卓文君就不明白了,廣宣三不五時就保持著這種笑臉……難道不會酸嗎?
這樣帶著個假面具似的笑臉,配合上腦子裡算計滿滿的男人,在官場必是政客、在商場即為奸商、在家裡……就是賤夫。
「怎麼?要交換嗎?」廣宣問。
「換就換,怕你不成,說吧!你想怎麼樣?」卓文君挺出男人的氣魄。
「我的條件就是,如果你在將來得到機會能回去你的世界,我要你放棄。」廣宣盯著卓文君越張越大的嘴把條件開出來。
「你在開玩笑?」下巴跌到床腳下的卓文君小聲地問。
「我在跟你談條件。」廣宣想都不想地回答。
四眼在無聲中角力,瞪了半晌,卓文君決定放棄,將眼別開。如果天開了眼,大神的良心發現,讓他有機會回到千年之後,不把握機會豈不成了傻瓜?
卓文君陷入兩難的局面,即使回不回得去仍是個問題。
「你要我留下來當廢人?你明知道我在這裡什麼都不行。」男子漢志在四方,他在這個科技貧乏的時代能有什麼出息?
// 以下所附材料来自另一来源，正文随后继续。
PR #1724, opened 2026-06-15
fix(cache): keep blocked IndexedDB upgrades from hanging startup

paulfalgout:
Closes FE-166

## What
- Adds a timeout around the memoized IndexedDB open path so blocked cache opens resolve to no-cache mode.
- Closes an existing IDB connection when it blocks a newer version upgrade.
- Adds component coverage for unavailable IndexedDB, blocked opens, and fail-fast behavior after timeout.

## Why
One environment could hang during startup when `idb.openDB()` never settled during a blocked version upgrade.

## Scope
Impacts the shared `src/js/base/cache/idb.js` wrapper used by entity response caching and form draft storage. No unrelated cache key, entity-service, or draft behavior was changed.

「你不是廢人,雖然在外人眼裡你看起來像廢人,但是對我來說是百年難求的寶貝,我要你留下,為我留下。」廣宣伸手托起卓文君的掌。
他的神經已經被文文的遲鈍磨到光可鑒人,「含蓄」這回事早就扔井裡去了。
「廣宣,我突然覺得你好那個……」害羞的情緒染上卓文君的頰,白裡透紅的模樣十分動人。
讓廣宣成為留下的理由,嗯,怎麼說都曖昧。
二話不說,廣宣以一吻先馳得點,文文一直線的思緒並不難捉摸。
「那……我留下來,你會一直在我身邊?」卓文君淺淺地綻出月牙似的笑容。
「我會,把藥喝了吧!」廣宣略施小力將卓文君扶起。
漆黑的藥湯看不出名堂,可是古樸的藥碗裡卻發出似曾相識的味道。
「這碗喝下去我會睡幾天?」卓文君雖然遲鈍,腦子仍算靈光,對於親親枕邊真小人的劣行,他已經有模糊的概念。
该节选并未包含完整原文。